How to defend yourself from Vishing?

In addition to gaining knowledge about how vishing works, you can apply the following tips to protect yourself from such attacks:

  • Add your phone number to the National registry. This will alert telemarketers not to call you for promotional reasons. Even if some companies keep calling, it will reduce promotional calls, so you will be also less prone to attackers.
  • Do not answer unknown calls. Let the phone call go to voicemail, then listen to it and decide to call the person after thoroughly researching.
  • If you do not feel well, end the call. To resume a polite conversation, hang up and block the number.
  • Ignore the instructions and avoid pressing any buttons. Do not follow automated messages that give instructions for pressing numbers in response to questions asked.

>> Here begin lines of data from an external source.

PR #166, opened 2021-06-09
refactor: remove constructor default() and latest()

mohanson:
ref #163

### DIFF
--- a/definitions/src/generate_asm_constants.rs
+++ b/definitions/src/generate_asm_constants.rs
@@ -110,7 +110,7 @@ fn main() {
         size_of::<AsmCoreMachine>()
     );
 
-    let m: Box<AsmCoreMachine> = Box::<AsmCoreMachine>::default();
+    let m: Box<AsmCoreMachine> = AsmCoreMachine::new(0, 0, 0);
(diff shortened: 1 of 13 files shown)


xxuejie (dismissed):

definitions/src/generate_asm_constants.rs
```diff
@@ -110,7 +110,7 @@ fn main() {
         size_of::<AsmCoreMachine>()
     );
 
-    let m: Box<AsmCoreMachine> = Box::<AsmCoreMachine>::default();
+    let m: Box<AsmCoreMachine> = AsmCoreMachine::new(0, 0, 0);
```
doitian, line 113: From this invocation, it is very easy to pass parameters in the wrong positions. Maybe it requires a builder as well.

doitian (dismissed):

definitions/src/generate_asm_constants.rs
mohanson: There are not many parameters at present, if there are more than 5 parameters, then it is reasonable to add a builder like `AsmCoreMachineBuilder`

xxuejie (approved):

  • Request caller ID and confirm. If you have a callback number, check it with publicly listed business numbers. Then call the company in question and ask for the representative who called you.
  • It is necessary to learn how to protect yourself from vishing. The attackers are skilled and will do anything to deceive you into thinking they are legitimate. However, keep the above tips in mind and never give out your information over the phone. Since vishing is only part of a wide range of identity theft, it is important to protect your system from network attacks using reliable security software to protect against malware.